# [MENTORSHIP] Identify Cellular Automaton Classes with Machine Learning

Posted 3 years ago
2207 Views
|
|
3 Total Likes
|

NOTE: The complete notebook of this post is attached at the end.

## Introduction

During the time while I worked on this project, I learned not only a great deal about cellular automaton, but machine learning algorithms in general. Before I started the mentorship program, I had the opportunity to participate in the Wolfram Mathematica Summer Camp in 2015. There I became extremely interested in Mathematica and machine learning. This was a mentorship project since the topic of cellular automaton is quite difficult to learn alone. So with the help of a mentor, I was able to learn more about cellular automaton as well as work hands on with them. Please see the attached file for all of the information. Thanks.

## Background Information

### Cellular Automaton

Cellular automaton are defined as mathematical models for complex natural systems containing large numbers of identical components with local interactions. Automaton consist of a lattice of sites, each with a finite set of possible values. These values, the value of each site, evolve synchronously in discrete time steps according to identical rules. Additionally, the value of each site is determined by the previous values of the neighborhood sites around it. Even though these automaton are simply defined, it has been shown that they can consist of complex behaviors.

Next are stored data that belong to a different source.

Issue #4818, opened 2020-02-27
Decoupling Cameras from the Player's Ship


Web-eWorks:
As promised in #192, this issue tracks the work needed to detach the view controller from the Player and allow centering / orbiting arbitrary objects or indeed any point in space at all.

We have several use-cases for this but they ultimately boil down to two:
- An "editor camera" used to fly around the solar system and inspect / verify that procedural generation, AI behavior, and custom definitions are working as intended. This in particular will be extremely important in implementing terrain generation.
- A "screenshot camera" used to take screenshots of the player's location and surroundings from arbitrary angles and positions, or to follow other ships or objects.

This naturally requires that the camera is able to "fly" on its own, with systems such as terrain generation and model rendering reacting appropriately to the presence of the camera and not the ship. As far as I am aware, most rendering-related systems use the camera's position by default, so I anticipate very little clean-up beyond decoupling such systems from vestigial dependencies on the player object.

As part of this work, we would like to improve handling of the existing cameras:
- Sidereal and External cameras need a "spring" behavior that prevents them from clipping inside world and ship geometry. This spring should offset the camera to push it out of geometry it would otherwise be clipping into, but should not limit the camera's zoom.
- The External camera needs exponential zoom scaling; the further the distance from the orbit point, the faster zoom should act.

This is not going to be a small undertaking, but the groundwork for it has been laid in #4536. This work will involve further decoupling ship and view controller, allowing PiGui to transition between a ShipViewController and a non-Ship ViewController, updating WorldView to properly handle the disconnect between Player and ViewController, and passing the responsibility for which object to orbit / center on to the ViewController instead of the individual CameraControllers.

Gliese852:
How do you look at making a camera relative to the global coordinate system when you are in space, as in eve online, for example, but switching on relative to the surface of the planet when you enter a rotating frame? (get close to surface)

impaktor:
Someone somewhere once requested missile camera. Maybe that's implied in one of the above listed points.

PR #4908, opened 2020-07-07
WIP: Improve Camera Controls

Web-eWorks:
This is a draft PR encapsulating my work on #4818 and some bugs fixed along the way.

**2020-07-06:**
Fixed the top/bottom directional indicators pointing the wrong way, removed the need to have an active camera frame during pigui code, made `WorldView::shipView` a pointer instead of a value in the class (why did I do it that way in the first place?), and made target indicator drawing more accurate when the camera is outside the ship.

**2020-07-10:**
Moved the old debug display code from WorldView to the PiGui debug code, cleaned up the last of the newUI references in WorldView, moved it to a PiGuiView base instead of UIView, and removed two signals from Pi that were used for almost nothing.

I'm getting closer to achieving the original goal, but I want a good understanding of the intricacies of WorldView first. Dropping 200 lines from the file is a good side-goal too!


Web-eWorks:
...I'm still working on this I promise, github just won't let you have an open PR without commits attached.

Web-eWorks:
Some fun things are happening on my WIP branches. I've got nothing worth pushing *yet*, but there are exciting possibilities on the horizon once I figure out how to tie everything together...

https://user-images.githubusercontent.com/4218491/117588616-66e83400-b0f2-11eb-8bf7-d6a9ff351451.mp4

nozmajner:
Cool! 
How those displays are done? Rendered to texture, and one could  select which parts to display with the UV? 
Asking because if this stuff goes live, I need to finish up the default cockpit replacement. And for future cockpits as well.

Web-eWorks:
> Cool!
> How those displays are done? Rendered to texture, and one could select which parts to display with the UV?
> Asking because if this stuff goes live, I need to finish up the default cockpit replacement. And for future cockpits as well.

I am aiming to have it directly render the imgui primitives (triangles) superimposed above the surface in the world, to avoid the need for a costly mipmap generation step and to generally produce far more crisp results. There are some *issues* with that however (lack of clip rect support for one, lack of renderer API features for several more) so for right now it's drawn to a low-res render target (300px square) and the render target's texture is mapped to the screen.

For right now, I'd suggest setting up all screens in the cockpit so that each one is a single plane with its own material, covering the 0..1 UV space. It's extremely cheap (at low resolutions and right now) to actually render to the screen so I don't think we need worry about atlasing. It also makes it a lot easier to then select specific atlas regions via push constants (uniforms) rather than trying to manually pack the screens into UV space during creation.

### Classes of Cellular Automaton

Stephen Wolfram proposes a class system. This system has four different classes: class I, II, III, and IV. Class I is defined to have very simple behavior, and that almost all initial conditions lead to exactly the same uniform final state of the cellular automaton. Some examples of class I cellular automata are rules 0, 32, and 160.

Class II cellular automaton show many different possible final states, but all consist of a certain set of simple internal structures that must either: (1) remain the same forever, or (2) repeat every few steps. Examples of this class are rules 4, 108, and 250.

Class III automaton have a more complex behavior. There seems to be an aspect of randomness, although triangles and other small-scale structures are seen at some levels. Examples are rules 22, 30, and 150.

Class IV involves a complex mixture of order and randomness. There are localized structures that are produced which seem fairly simple, but these structures move and interact in very complicated ways. An example of this class is rule 110.

## Part 1: Understanding the Behavior of all 4 Classes

Before creating a classifier, it is necessary to determine how to distinguish the 4 classes from each other. There are stark differences between classes 1 and 2, and classes 3 and 4. This difference is a mathematical difference so a test can be run on the automaton to check and see if it is class 1 or 2, or class 3 or 4. Examples of all 4 classes are shown below.

Image[CellularAutomaton[{32,{3,1},1},RandomInteger[2,400],400]/2]


This is an example of a class 1 cellular automaton.

Image[CellularAutomaton[{4,{3,1},1},RandomInteger[2,400],400]/2]


This is an example of a class 2 cellular automaton.

Image[CellularAutomaton[{22,{3,1},1},RandomInteger[2,400],400]/2]


This is an example of a class 3 cellular automaton.

Image[CellularAutomaton[{110,{3,1},1},RandomInteger[2,400],400]/2]


This is an example of a class 4 cellular automaton.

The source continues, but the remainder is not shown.